• _Work request_: Only certain lines below are wanted: those starting at the line containing "dev = num_vfs" and ending at the line containing "enable SR-IOV via", both included, each retyped exactly.

(Beginning of Listed records)

PR #126, opened 2018-01-17
Mainly I changed to use Rresult for all error handle.

xiewei20082008:
Since a lot of changed have been made, I raised a new PR and closed the old one. Mainly I changed to use Rresult for all error handle.

I suppose the current sriov_error defined in IDL is too complex.
Currently:

```
type sriov_error =
	| Device_not_found
	| Bus_out_of_range
	| Not_enough_mmio_resources
	| Unknown of string
```

But actually XAPI will *not* match different tags with different behaviors. So I changed it to just

```
type sriov_error =
	| Msg of string
```

## Changed list:

moved functions related to ip link to module ip.
Refined function `parent_device_of_vf`

- directly use 'devices.(0)'
- use result type instead of exception

Refined function `device_index_of_vf`

- use result type instead of exception

Add new Dracut module

Get max/num vfs from sysfs with two functions:

- Sysfs.sriov_numvfs
- Sysfs.sriov_totalvfs

Add set_sriov_numvfs into Sysfs module.

Remove get_driver function

Add Modprobe module

Disable SRIOV will return a Rresult type

Remove `open Xcp_pci`

## Unchanged list:

I tried to remove Sriov module in Network_utils, but failed as

- The functions, `parse_modprobe_conf` and `gen_options_for_maxvfs` can only be used for enabling SRIOV - they are not general Modprobe functions, so it looks not reasonable to move the two functions into Module Modprobe
- `enable_internal` depends heavily on the error I defined in `network_utils.ml`, so I am not sure if it is appropriate to move the whole function into `network_server.ml`

I haven't yet split the commit into small commits. Can I split it after the code are ready to merge.

---
This change is [Reviewable](https://reviewable.io/reviews/xapi-project/xcp-networkd/126)

### DIFF
--- a/lib/network_utils.ml
+++ b/lib/network_utils.ml
@@ -46,6 +46,9 @@ let brctl = ref "/sbin/brctl"
 let modprobe = "/sbin/modprobe"
 let ethtool = ref "/sbin/ethtool"
 let bonding_dir = "/proc/net/bonding/"
+let uname = ref "/usr/bin/uname"
+let dracut = ref "/sbin/dracut"
+let dracut_timeout = ref 120.0
 let fcoedriver = ref "/opt/xensource/libexec/fcoe_driver"
 let inject_igmp_query_script = ref "/usr/libexec/xenopsd/igmp_query_injector.py"
 let mac_table_size = ref 10000
@@ -1244,4 +1247,25 @@ module Ethtool = struct
 	let set_offload name options =
 		if options <> [] then
 			ignore (call ~log:true ("-K" :: name :: (List.concat (List.map (fun (k, v) -> [k; v]) options))))
+end
+
+module Dracut = struct
+	let call ?(log=false) args =
+		call_script ~timeout:(Some !dracut_timeout) ~log_successful_output:log !dracut args
+
+	let rebuild_initrd () =
+		try
+			info "Building initrd...";
+			let img_name = call_script !uname ["-r"] |> String.trim in
+			call ["-f"; Printf.sprintf "/boot/initrd-%s.img" img_name; img_name];
+			Result.Ok ()
+		with _ -> Result.Error (Fail_to_rebuild_initrd, "Error occurs in building initrd")
+end
+
+module Modprobe = struct
+	let write_conf_file driver content=
+		try
+			Unixext.write_string_to_file (Printf.sprintf "/etc/modprobe.d/%s.conf" driver) (String.concat "\n" content);
+			Result.Ok ()
+		with _ -> Result.Error (Fail_to_write_modprobe_cfg, "Failed to write modprobe configuration file for: " ^ driver)
 end
--- a/lib/network_utils.ml
+++ b/lib/network_utils.ml
@@ -481,6 +481,22 @@ info "Found at [ %s ]" (String.concat ", " (List.map string_of_int indices));
 	let destroy_vlan name =
 		if List.mem name (Sysfs.list ()) then
 			ignore (call ~log:true ["link"; "delete"; name])
+
+	let set_vf_mac dev index mac =
+		try
+			Result.Ok (link_set dev ["vf"; string_of_int index; "mac"; mac])
+		with _ -> Result.Error (Fail_to_set_vf_mac, "Failed to set vf mac for: " ^ dev)
+
+	let set_vf_vlan dev index vlan =
+		try
+			Result.Ok (link_set dev ["vf"; string_of_int index; "vlan"; string_of_int vlan])
+		with _ -> Result.Error (Fail_to_set_vf_vlan, "Failed to set vf vlan for: " ^ dev)
+
+	(* We know some NICs do not support config VF Rate, so will explicitly tell XAPI this error*)
+	let set_vf_rate dev index rate =
+		try
+			Result.Ok (link_set dev ["vf"; string_of_int index; "mac"; string_of_int rate])
+		with _ -> Result.Error (Fail_to_set_vf_rate, "Failed to set vf rate for: " ^ dev)
 end
 
 module Linux_bonding = struct
--- a/lib/network_utils.ml
+++ b/lib/network_utils.ml
@@ -13,11 +13,26 @@
  *)
 
 open Xapi_stdext_pervasives
-
+open Xapi_stdext_unix
+open Xapi_stdext_std
 open Network_interface
 
 module D = Debug.Make(struct let name = "network_utils" end)
 open D
+
+type util_error =
+| Bus_out_of_range
+| Not_enough_mmio_resources
+| Fail_to_set_vf_rate
+| Fail_to_set_vf_vlan
+| Fail_to_set_vf_mac
+| Parent_device_of_vf_not_found
+| Vf_index_not_found
+| Fail_to_rebuild_initrd
+| Fail_to_write_modprobe_cfg
+| Fail_to_get_driver_name
+| No_sriov_capability
+| Other
 
 let iproute2 = "/sbin/ip"
 let resolv_conf = "/etc/resolv.conf"
@@ -164,6 +179,11 @@ module Sysfs = struct
 			debug "%s: could not read netdev's driver name" dev;
 			None
 
+	let get_driver_name_err dev =
+		match get_driver_name dev with
+		| Some a -> Result.Ok a
+		| None -> Result.Error (Fail_to_get_driver_name, "Failed to get driver name for: "^ dev)
+
 	(** Returns the features bitmap for the driver for [dev].
 	 *  The features bitmap is a set of NETIF_F_ flags supported by its driver. *)
 	let get_features dev =
@@ -208,6 +228,68 @@ module Sysfs = struct
 		|> (fun p -> try read_one_line p |> duplex_of_string with _ -> Duplex_unknown)
 		in (speed, duplex)
 
+	let get_dev_nums_with_same_driver driver = 
+		try
+			Sys.readdir ("/sys/bus/pci/drivers/" ^ driver)
+			|> Array.to_list
+			|> List.filter (Re.execp (Re_perl.compile_pat "\d+:\d+:\d+\.\d+"))
+			|> List.length
+		with _ -> 0
+
+	let parent_device_of_vf pcibuspath =
+		try
+			let pf_net_path = Printf.sprintf "/sys/bus/pci/devices/%s/physfn/net" pcibuspath in
+			let devices = Sys.readdir pf_net_path in
+			Result.Ok devices.(0)
+		with _ -> Result.Error (Parent_device_of_vf_not_found, "Can not get parent device for " ^ pcibuspath)
+
+	let device_index_of_vf parent_device pcibuspath =
+		try
+			let re = Re_perl.compile_pat "virtfn(\d+)" in
+			let device_path = getpath parent_device "device" in
+			let group = Sys.readdir device_path
+				|> Array.to_list
+				|> List.filter (Re.execp re) (* List elements are like "virtfn1" *)
+				|> List.find (fun x -> Xstringext.String.has_substr (Unix.readlink (device_path ^ "/" ^ x)) pcibuspath )
+				|> Re.exec_opt re
+			in
+			match group with
+			| None -> Result.Error (Vf_index_not_found, "Can not get device index for " ^ pcibuspath)
+			| Some x -> Ok (int_of_string (Re.Group.get x 1))
+		with _ -> Result.Error (Vf_index_not_found, "Can not get device index for " ^ pcibuspath)
+
+	let get_sriov_numvfs dev =
+		try
+			getpath dev "device/sriov_numvfs"
+			|> read_one_line  
+			|> String.trim
+			|> int_of_string
+		with _ -> 0
+
+	let get_sriov_maxvfs dev =
+		try
+			getpath dev "device/sriov_totalvfs"
+			|> read_one_line  
+			|> String.trim
+			|> int_of_string
+			|> fun n -> n - 1 (* maxvfs is totalvfs -1, as totalvfs is PF num + VF num *)
+		with _ -> 0
+
+	let set_sriov_numvfs dev num_vfs =
+		let interface = getpath dev "device/sriov_numvfs" in
+		let oc = open_out interface in
+		try
+			write_one_line interface (string_of_int num_vfs);
+			if get_sriov_numvfs dev = num_vfs then Result.Ok  ()
+			else Result.Error (Other, "Error: set SR-IOV error on " ^ dev)
+		with
+		| Sys_error s when Xstringext.String.has_substr s "out of range of" -> 
+			Result.Error (Bus_out_of_range, "Error: bus out of range when setting SR-IOV numvfs on " ^ dev)
+		| Sys_error s when Xstringext.String.has_substr s "not enough MMIO resources" -> 
+			Result.Error (Not_enough_mmio_resources, "Error: not enough mmio resources when setting SR-IOV numvfs on " ^ dev)
+		| e ->
+			let msg = Printf.sprintf "Error: set SR-IOV numvfs error with exception %s on %s" (Printexc.to_string e) dev in
+			Result.Error (Other, msg)
 end
 
 module Ip = struct
--- a/networkd/network_server.ml
+++ b/networkd/network_server.ml
@@ -14,6 +14,9 @@
 
 open Network_utils
 open Network_interface
+open Xapi_stdext_std
+open Xapi_stdext_unix
+open Xapi_stdext_monadic
 
 module D = Debug.Make(struct let name = "network_server" end)
 open D
@@ -123,6 +126,125 @@ let need_enic_workaround () =
 module Sriov = struct
 	let get_capabilities dev = 
 		if Sysfs.get_sriov_maxvfs dev = 0 then [] else ["sriov"]
+
+	(* To enable SR-IOV via modprobe configuration, we add a line like `options igb max_vfs=7,7,7`		
+	into the configuration. This function is meant to generate the options like `7,7,7`. the `7` have to 		
+	be repeated as many times as the number of devices with the same driver.		
+	*)
+	let gen_options_for_maxvfs driver max_vfs =
+		match Sysfs.get_dev_nums_with_same_driver driver with
+		| num when num > 0 -> Result.Ok (
+			Array.make num (string_of_int max_vfs)
+			|> Array.to_list
+			|> String.concat ",")
+		| _ -> Result.Error (Other, "Fail to generate options for maxvfs for " ^ driver)
+
+	(* For given driver like igb, we parse each line of igb.conf which is the modprobe
+	configuration for igb. We keep the same the lines that do not have SR-IOV configurations and 
+	change lines that need to be changed with patterns like `options igb max_vfs=4`
+	*)
+	let parse_modprobe_conf_internal file_path driver option =
+		let has_probe_conf = ref false in
+		let need_rebuild_initrd = ref false in
+		let parse_single_line s = 
+			let parse_driver_options s = 
+				match Xstringext.String.split ~limit:2 '=' s with
+				(* has SR-IOV configuration but the max_vfs is exactly what we want to set, so no changes and return s *)
+				| [k; v] when k = "max_vfs" && v = option ->  has_probe_conf := true; s
+				(* has SR-IOV configuration and we need change it to expected option *)
+				| [k; v] when k = "max_vfs"  -> 
+					has_probe_conf := true;
+					need_rebuild_initrd := true;
+					debug "change SR-IOV options from [%s=%s] to [%s=%s]" k v k option;
+					Printf.sprintf "max_vfs=%s" option
+				(* we do not care the lines without SR-IOV configurations *)
+				| _ -> s
+			in
+			let trimed_s = String.trim s in
+			if Re.execp (Re_perl.compile_pat ("options[ \t]+" ^ driver)) trimed_s then
+				let driver_options = Re.split (Re_perl.compile_pat "[ \t]+") trimed_s in
+				List.map parse_driver_options driver_options
+				|> String.concat " "
+			else
+				trimed_s
+		in
+		let lines = try Unixext.read_lines file_path with _ -> [] in
+		let new_conf = List.map parse_single_line lines in
+		!has_probe_conf, !need_rebuild_initrd, new_conf
+
+	(*
+	returns ( a * b * c) where
+	a indicates the probe configuration already has the max_vfs options, meaning the device doesn't support sysfs and will be configed by modprobe
+	b indicates some changes shall be made on the coniguration to enable SR-IOV to max_vfs, so we shall rebuild the initrd.
+	and c is the configurations after these changes
+	*)
+	let parse_modprobe_conf driver max_vfs =
+		try
+			let open Rresult.R.Infix in
+			let file_path = Printf.sprintf "/etc/modprobe.d/%s.conf" driver in
+			gen_options_for_maxvfs driver max_vfs >>= fun options ->
+			Result.Ok (parse_modprobe_conf_internal file_path driver options)
+		with _ -> Result.Error (Other, "Failed to parse modprobe conf for SR-IOV configuration for " ^ driver)
+
+	let enable_sriov_via_modprobe driver maxvfs has_probe_conf need_rebuild_initrd conf = 
+		let open Rresult.R.Infix in
+		match has_probe_conf, need_rebuild_initrd with
+		| true, true ->
+			Modprobe.write_conf_file driver conf >>= fun () ->
+			Dracut.rebuild_initrd ()
+		| false, false -> 
+			gen_options_for_maxvfs driver maxvfs >>= fun options ->
+			let new_option_line = Printf.sprintf "options %s max_vfs=%s" driver options in
+			Modprobe.write_conf_file driver (conf @ [new_option_line]) >>= fun () ->
+			Dracut.rebuild_initrd ()
+		| true, false -> Result.Ok () (* already have modprobe configuration and no need to change *)
+		| false, true -> Result.Error (Other, "enabling SR-IOV via modprobe never comes here for: " ^ driver)
+
+	let enable_internal dev =
+		let open Rresult.R.Infix in
+		let numvfs = Sysfs.get_sriov_numvfs dev
+		and maxvfs = Sysfs.get_sriov_maxvfs dev in
+		Sysfs.get_driver_name_err dev >>= fun driver ->
+		parse_modprobe_conf driver maxvfs >>= fun (has_probe_conf, need_rebuild_initrd, conf) ->
+		if maxvfs = 0 then Result.Error (No_sriov_capability, (Printf.sprintf "%s: do not have SR-IOV capabilities" dev)) else Ok () >>= fun () ->
+		(* We cannot first call sysfs method unconditionally for the case where the `SR-IOV hardware status` is ON and 
+		we are about to enable SR-IOV, which is the else case. It is because sysfs method to enable SR-IOV on a `SR-IOV 
+		already enabled device` will always be succuessful even if the device doesn't support sysfs. A simple example is as follows:
+
+		- a device that doesn't support sysfs
+		- enable the device via modprobe -> Hardware Status OFF
+		- reboot -> Status ON
+		- disable via modprobe before reboot -> Status ON
+		- enable via sysfs -> will return Sysfs_succesfully -> Here bug arise.*)
+		if numvfs = 0 then begin
+			debug "enable SR-IOV on a device: %s that is disabled" dev;
+			match Sysfs.set_sriov_numvfs dev maxvfs with
+			| Result.Ok _ -> Ok Sysfs_successful
+			| Result.Error (Bus_out_of_range, msg) as e ->
+				debug "%s" msg; e
+			| Result.Error (Not_enough_mmio_resources, msg) as e ->
+				debug "%s" msg; e
+			| Result.Error (_, msg) ->
+				debug "%s does not support sysfs interfaces for reason %s, trying modprobe" dev msg;
+				enable_sriov_via_modprobe driver maxvfs has_probe_conf need_rebuild_initrd conf >>= fun () ->
+				Ok Modprobe_successful_requires_reboot
+		end
+		else begin
+			debug "enable SR-IOV on a device: %s that has been already enabled" dev;
+			match has_probe_conf with
+			| false -> Ok Sysfs_successful
+			| true -> 
+				enable_sriov_via_modprobe driver maxvfs has_probe_conf need_rebuild_initrd conf >>= fun () ->
+				Ok Modprobe_successful
+		end
+
+	let enable _ dbg ~name =
+		Debug.with_thread_associated dbg (fun () ->
+			debug "Enable network SR-IOV by name: %s" name;
+			match enable_internal name with
+			| Ok t -> (Ok t:enable_result)
+			| Result.Error (_, msg) -> Error msg
+		) ()
 end
 
 module Interface = struct
--- a/networkd/network_server.ml
+++ b/networkd/network_server.ml
@@ -245,6 +245,28 @@ module Sriov = struct
 			| Ok t -> (Ok t:enable_result)
 			| Result.Error (_, msg) -> Error msg
 		) ()
+
+	let disable_internal dev =
+		let open Rresult.R.Infix in
+		Sysfs.get_driver_name_err dev >>= 
+		fun driver ->
+		parse_modprobe_conf driver 0 >>= 
+		fun (has_probe_conf, need_rebuild_intrd, conf) ->
+		match has_probe_conf,need_rebuild_intrd with
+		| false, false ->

(End of Listed records)

• _Exercise result_:
+			if get_sriov_numvfs dev = num_vfs then Result.Ok  ()
+			else Result.Error (Other, "Error: set SR-IOV error on " ^ dev)
+		with
+		| Sys_error s when Xstringext.String.has_substr s "out of range of" -> 
+			Result.Error (Bus_out_of_range, "Error: bus out of range when setting SR-IOV numvfs on " ^ dev)
+		| Sys_error s when Xstringext.String.has_substr s "not enough MMIO resources" -> 
+			Result.Error (Not_enough_mmio_resources, "Error: not enough mmio resources when setting SR-IOV numvfs on " ^ dev)
+		| e ->
+			let msg = Printf.sprintf "Error: set SR-IOV numvfs error with exception %s on %s" (Printexc.to_string e) dev in
+			Result.Error (Other, msg)
 end
 
 module Ip = struct
--- a/networkd/network_server.ml
+++ b/networkd/network_server.ml
@@ -14,6 +14,9 @@
 
 open Network_utils
 open Network_interface
+open Xapi_stdext_std
+open Xapi_stdext_unix
+open Xapi_stdext_monadic
 
 module D = Debug.Make(struct let name = "network_server" end)
 open D
@@ -123,6 +126,125 @@ let need_enic_workaround () =
 module Sriov = struct
 	let get_capabilities dev = 
 		if Sysfs.get_sriov_maxvfs dev = 0 then [] else ["sriov"]
+
+	(* To enable SR-IOV via modprobe configuration, we add a line like `options igb max_vfs=7,7,7`		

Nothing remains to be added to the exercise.